» Task instructions
Examine the material below. Gather every line in which the string "state" appears.

» Information supplied
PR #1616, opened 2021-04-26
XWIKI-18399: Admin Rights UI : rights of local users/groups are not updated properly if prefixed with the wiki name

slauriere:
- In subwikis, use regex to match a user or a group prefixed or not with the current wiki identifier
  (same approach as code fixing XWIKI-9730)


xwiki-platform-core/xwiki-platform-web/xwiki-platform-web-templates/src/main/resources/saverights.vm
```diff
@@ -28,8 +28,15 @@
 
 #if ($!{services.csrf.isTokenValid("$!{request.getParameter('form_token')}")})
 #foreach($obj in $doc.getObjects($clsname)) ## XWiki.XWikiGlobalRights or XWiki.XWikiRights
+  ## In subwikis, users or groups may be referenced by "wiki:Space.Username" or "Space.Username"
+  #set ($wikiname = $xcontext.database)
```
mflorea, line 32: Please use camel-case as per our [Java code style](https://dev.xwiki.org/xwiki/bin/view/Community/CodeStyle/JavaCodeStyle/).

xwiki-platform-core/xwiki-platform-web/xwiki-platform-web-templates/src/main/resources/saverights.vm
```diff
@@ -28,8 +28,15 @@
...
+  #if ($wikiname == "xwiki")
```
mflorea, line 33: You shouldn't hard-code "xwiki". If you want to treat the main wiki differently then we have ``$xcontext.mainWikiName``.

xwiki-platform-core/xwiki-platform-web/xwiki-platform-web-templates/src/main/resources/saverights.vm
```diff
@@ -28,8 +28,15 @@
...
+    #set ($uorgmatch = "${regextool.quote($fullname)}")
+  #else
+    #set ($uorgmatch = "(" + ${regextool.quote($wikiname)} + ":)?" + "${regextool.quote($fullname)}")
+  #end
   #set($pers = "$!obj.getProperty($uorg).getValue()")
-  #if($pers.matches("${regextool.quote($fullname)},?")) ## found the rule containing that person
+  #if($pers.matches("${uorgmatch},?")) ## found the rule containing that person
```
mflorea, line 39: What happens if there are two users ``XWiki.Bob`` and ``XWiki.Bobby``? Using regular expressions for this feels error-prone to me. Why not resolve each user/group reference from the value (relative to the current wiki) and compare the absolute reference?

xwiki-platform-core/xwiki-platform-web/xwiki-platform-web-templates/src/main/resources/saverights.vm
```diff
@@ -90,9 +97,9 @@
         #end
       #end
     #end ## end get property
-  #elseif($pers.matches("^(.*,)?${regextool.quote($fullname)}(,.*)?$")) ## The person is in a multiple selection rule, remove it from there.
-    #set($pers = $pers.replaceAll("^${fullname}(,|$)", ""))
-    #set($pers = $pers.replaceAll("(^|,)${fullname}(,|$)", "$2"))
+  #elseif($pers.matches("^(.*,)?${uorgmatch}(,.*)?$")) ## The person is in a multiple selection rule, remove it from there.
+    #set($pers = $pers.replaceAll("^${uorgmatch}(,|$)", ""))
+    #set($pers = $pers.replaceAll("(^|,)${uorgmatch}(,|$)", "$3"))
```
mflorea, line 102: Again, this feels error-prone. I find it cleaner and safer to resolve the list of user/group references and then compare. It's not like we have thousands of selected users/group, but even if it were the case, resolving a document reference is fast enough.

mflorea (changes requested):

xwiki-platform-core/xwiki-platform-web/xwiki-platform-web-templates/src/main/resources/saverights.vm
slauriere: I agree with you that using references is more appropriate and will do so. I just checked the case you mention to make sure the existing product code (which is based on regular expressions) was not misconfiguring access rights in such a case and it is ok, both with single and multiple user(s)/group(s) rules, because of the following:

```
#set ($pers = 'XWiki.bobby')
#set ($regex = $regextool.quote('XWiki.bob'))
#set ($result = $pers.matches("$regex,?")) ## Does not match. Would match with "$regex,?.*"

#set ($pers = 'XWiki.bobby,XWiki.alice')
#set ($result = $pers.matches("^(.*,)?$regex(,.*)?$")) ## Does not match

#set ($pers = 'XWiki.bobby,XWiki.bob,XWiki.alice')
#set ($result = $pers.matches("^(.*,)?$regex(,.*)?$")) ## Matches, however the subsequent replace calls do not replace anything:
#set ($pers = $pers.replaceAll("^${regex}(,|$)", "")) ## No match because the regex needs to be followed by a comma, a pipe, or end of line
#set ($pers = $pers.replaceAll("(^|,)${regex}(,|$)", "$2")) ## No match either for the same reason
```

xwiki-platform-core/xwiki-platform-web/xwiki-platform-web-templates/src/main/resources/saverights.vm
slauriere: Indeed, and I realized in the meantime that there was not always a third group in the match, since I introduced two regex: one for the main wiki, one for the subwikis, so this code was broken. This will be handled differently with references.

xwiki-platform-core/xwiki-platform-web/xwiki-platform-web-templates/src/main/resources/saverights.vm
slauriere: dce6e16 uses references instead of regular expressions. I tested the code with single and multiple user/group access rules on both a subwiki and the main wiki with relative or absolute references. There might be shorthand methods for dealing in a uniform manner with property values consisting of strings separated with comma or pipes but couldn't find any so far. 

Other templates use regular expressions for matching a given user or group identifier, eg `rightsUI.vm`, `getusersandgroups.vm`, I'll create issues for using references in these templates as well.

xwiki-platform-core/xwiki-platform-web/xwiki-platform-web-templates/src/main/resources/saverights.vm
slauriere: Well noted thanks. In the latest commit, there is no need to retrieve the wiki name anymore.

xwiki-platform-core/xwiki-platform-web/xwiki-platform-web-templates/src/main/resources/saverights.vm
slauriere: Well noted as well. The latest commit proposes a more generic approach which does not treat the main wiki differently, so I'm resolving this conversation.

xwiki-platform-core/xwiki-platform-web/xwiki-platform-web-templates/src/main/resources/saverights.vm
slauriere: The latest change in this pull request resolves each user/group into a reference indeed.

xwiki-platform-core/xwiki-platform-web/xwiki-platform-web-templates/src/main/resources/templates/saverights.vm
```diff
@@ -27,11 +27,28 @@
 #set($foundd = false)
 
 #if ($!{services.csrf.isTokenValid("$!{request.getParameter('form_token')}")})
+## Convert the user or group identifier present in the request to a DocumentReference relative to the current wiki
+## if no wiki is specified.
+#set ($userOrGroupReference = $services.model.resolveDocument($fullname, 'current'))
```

* * *

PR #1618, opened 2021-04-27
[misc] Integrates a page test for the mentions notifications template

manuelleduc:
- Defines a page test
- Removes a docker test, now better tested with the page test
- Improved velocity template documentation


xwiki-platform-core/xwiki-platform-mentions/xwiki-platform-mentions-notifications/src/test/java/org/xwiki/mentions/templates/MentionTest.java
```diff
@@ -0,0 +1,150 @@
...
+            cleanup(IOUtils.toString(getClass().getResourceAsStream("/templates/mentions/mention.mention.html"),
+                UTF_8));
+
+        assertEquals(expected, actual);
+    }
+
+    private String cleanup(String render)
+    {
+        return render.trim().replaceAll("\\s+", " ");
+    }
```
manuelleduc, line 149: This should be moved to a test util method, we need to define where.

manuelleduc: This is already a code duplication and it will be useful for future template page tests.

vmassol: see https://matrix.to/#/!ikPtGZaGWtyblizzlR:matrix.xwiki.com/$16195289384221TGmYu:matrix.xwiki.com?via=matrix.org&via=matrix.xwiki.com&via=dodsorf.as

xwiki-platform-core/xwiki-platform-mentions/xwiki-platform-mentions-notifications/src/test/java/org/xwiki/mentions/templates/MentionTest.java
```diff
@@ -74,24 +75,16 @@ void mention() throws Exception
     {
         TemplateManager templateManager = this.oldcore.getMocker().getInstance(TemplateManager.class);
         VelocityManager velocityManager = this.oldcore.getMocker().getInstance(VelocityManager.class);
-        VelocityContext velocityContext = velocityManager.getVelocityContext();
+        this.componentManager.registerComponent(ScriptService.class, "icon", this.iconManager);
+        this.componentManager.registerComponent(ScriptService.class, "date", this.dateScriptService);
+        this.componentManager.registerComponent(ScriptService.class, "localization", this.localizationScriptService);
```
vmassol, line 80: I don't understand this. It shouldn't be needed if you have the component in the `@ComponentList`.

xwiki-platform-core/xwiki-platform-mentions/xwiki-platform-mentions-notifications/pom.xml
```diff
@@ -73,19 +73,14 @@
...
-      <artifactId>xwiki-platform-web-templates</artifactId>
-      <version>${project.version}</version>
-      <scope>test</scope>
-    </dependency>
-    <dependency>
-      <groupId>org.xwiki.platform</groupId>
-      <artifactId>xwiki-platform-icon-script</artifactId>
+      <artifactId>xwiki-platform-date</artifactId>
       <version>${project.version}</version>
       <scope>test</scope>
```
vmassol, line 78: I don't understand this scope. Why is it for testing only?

* * *

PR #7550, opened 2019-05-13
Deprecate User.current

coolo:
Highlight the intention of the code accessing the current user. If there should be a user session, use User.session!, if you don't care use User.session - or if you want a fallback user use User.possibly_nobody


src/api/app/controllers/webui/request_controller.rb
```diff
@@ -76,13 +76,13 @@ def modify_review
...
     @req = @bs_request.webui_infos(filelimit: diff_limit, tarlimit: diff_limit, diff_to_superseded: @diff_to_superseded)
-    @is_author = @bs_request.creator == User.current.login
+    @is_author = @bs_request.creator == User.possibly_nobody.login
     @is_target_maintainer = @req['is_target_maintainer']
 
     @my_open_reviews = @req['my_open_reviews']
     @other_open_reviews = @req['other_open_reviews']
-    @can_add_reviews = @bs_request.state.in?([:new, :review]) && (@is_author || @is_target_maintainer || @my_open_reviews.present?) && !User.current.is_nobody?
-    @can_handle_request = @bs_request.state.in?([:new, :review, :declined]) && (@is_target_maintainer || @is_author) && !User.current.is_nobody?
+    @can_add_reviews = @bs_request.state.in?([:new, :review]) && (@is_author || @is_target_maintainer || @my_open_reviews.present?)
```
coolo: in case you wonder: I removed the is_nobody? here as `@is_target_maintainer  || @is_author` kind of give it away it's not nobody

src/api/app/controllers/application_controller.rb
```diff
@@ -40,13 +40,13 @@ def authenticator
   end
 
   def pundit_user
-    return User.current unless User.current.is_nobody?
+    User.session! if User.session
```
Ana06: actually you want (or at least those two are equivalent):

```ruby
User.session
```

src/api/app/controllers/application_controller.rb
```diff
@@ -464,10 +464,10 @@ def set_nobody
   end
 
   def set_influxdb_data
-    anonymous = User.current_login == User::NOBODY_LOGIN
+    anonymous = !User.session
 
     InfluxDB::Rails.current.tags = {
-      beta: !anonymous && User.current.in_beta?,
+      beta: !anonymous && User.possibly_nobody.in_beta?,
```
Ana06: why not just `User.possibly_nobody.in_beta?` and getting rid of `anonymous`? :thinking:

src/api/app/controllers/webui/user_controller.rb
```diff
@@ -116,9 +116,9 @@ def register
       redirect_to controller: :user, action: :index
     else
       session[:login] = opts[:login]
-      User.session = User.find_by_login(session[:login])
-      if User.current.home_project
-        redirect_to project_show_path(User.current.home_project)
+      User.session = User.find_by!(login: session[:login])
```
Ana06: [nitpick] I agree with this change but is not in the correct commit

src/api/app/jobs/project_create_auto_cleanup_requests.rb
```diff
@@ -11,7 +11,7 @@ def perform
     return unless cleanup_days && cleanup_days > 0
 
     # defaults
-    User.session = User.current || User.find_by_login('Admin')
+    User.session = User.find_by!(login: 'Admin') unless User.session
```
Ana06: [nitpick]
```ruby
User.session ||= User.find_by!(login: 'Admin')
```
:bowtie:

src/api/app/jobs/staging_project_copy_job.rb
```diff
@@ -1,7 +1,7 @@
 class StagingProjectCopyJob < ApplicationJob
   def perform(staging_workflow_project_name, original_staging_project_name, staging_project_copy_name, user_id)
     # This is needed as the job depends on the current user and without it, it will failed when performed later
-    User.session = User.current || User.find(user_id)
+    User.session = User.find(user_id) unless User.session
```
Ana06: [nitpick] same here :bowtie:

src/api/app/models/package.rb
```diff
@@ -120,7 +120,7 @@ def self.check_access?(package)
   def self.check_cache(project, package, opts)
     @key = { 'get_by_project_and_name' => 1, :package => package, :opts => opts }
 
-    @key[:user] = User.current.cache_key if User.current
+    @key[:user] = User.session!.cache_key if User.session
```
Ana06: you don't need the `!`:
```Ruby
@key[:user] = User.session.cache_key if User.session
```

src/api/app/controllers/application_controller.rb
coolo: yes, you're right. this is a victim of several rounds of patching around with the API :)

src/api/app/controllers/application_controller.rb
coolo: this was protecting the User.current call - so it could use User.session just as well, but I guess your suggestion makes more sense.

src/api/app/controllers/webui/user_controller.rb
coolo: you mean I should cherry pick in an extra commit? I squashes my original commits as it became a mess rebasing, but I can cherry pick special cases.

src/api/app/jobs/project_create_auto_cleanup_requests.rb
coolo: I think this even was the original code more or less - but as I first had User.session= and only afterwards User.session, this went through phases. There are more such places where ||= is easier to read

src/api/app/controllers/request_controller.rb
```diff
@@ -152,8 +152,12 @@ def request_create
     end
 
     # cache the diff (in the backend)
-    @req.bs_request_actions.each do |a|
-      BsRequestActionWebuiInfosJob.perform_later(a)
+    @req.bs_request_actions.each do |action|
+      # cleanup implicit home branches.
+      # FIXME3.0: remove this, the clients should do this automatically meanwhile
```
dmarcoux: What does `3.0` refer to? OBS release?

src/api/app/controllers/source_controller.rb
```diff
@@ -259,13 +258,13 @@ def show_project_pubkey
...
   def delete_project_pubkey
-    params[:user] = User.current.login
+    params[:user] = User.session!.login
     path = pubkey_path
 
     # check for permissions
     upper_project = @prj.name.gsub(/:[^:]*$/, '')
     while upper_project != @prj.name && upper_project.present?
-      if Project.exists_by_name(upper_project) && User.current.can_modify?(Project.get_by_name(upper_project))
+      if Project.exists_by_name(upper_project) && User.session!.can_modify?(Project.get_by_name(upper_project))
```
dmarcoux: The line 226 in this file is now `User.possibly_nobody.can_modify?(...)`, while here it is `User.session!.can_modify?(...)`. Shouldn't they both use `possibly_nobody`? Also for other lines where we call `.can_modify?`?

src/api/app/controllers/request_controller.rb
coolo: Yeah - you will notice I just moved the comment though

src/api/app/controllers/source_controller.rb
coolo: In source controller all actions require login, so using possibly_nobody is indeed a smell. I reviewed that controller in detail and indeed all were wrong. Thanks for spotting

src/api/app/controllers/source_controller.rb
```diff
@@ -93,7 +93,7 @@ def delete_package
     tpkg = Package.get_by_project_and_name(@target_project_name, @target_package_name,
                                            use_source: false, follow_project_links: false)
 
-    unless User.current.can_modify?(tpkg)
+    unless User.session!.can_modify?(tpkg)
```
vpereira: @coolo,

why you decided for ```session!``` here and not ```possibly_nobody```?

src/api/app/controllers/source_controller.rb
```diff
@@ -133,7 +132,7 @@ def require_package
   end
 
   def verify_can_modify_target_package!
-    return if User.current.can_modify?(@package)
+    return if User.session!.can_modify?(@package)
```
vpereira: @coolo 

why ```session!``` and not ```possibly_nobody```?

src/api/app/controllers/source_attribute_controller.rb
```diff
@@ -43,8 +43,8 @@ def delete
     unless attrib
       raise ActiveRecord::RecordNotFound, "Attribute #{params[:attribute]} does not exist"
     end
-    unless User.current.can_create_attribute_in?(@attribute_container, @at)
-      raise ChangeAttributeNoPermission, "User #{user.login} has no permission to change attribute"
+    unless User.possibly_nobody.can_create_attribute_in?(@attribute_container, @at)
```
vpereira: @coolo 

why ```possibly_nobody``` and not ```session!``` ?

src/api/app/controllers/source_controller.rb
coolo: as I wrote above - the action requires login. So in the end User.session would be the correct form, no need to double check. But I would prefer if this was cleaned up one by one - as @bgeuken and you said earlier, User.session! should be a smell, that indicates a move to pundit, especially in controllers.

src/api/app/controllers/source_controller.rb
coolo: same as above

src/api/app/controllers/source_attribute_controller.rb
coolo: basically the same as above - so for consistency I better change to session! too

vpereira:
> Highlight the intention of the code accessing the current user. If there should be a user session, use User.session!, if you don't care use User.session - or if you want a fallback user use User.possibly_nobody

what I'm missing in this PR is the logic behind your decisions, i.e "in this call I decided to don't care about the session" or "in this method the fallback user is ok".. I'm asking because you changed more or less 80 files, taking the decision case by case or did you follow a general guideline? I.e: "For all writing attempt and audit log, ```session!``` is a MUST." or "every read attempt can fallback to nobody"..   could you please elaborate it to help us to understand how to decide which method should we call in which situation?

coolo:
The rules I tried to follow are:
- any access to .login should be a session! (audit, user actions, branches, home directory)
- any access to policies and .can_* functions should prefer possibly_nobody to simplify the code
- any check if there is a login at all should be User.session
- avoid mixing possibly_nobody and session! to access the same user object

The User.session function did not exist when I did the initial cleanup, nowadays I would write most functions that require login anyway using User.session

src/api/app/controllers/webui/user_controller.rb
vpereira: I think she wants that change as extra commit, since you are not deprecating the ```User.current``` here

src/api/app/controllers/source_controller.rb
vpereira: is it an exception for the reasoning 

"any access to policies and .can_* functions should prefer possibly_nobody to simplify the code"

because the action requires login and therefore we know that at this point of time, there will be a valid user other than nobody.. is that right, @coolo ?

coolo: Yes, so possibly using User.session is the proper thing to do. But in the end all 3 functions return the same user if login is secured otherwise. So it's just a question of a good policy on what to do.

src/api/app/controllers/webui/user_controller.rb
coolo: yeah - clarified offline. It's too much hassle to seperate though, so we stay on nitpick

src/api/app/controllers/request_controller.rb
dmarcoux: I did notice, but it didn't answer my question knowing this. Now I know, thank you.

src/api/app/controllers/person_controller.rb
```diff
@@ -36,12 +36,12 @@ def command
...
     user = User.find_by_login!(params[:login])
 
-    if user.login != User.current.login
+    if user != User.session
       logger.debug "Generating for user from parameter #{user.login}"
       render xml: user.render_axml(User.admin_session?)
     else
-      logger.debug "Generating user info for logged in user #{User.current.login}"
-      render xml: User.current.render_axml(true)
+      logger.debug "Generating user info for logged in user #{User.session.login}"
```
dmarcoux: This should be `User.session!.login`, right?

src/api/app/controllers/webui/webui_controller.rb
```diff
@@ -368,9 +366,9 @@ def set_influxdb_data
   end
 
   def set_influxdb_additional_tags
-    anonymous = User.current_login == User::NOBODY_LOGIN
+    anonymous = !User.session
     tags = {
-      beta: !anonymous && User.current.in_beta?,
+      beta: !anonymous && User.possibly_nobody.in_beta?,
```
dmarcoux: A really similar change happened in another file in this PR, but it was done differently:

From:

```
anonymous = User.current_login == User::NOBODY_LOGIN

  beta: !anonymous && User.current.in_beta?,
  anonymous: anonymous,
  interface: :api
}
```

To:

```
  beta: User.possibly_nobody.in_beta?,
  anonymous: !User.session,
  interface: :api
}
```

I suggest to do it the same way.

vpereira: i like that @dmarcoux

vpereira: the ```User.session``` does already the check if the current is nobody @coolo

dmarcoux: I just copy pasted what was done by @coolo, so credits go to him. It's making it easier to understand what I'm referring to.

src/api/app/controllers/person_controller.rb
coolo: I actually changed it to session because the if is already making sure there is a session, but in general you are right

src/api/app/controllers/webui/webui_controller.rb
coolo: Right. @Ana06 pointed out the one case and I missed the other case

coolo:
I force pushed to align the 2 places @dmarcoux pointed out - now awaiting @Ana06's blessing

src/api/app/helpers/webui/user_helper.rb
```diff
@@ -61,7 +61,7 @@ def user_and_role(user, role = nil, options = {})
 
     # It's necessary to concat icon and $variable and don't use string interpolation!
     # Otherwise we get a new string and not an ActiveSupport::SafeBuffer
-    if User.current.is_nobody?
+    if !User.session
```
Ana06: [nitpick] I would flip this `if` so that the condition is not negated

» Answer to this problem
-    @can_add_reviews = @bs_request.state.in?([:new, :review]) && (@is_author || @is_target_maintainer || @my_open_reviews.present?) && !User.current.is_nobody?
-    @can_handle_request = @bs_request.state.in?([:new, :review, :declined]) && (@is_target_maintainer || @is_author) && !User.current.is_nobody?
+    @can_add_reviews = @bs_request.state.in?([:new, :review]) && (@is_author || @is_target_maintainer || @my_open_reviews.present?)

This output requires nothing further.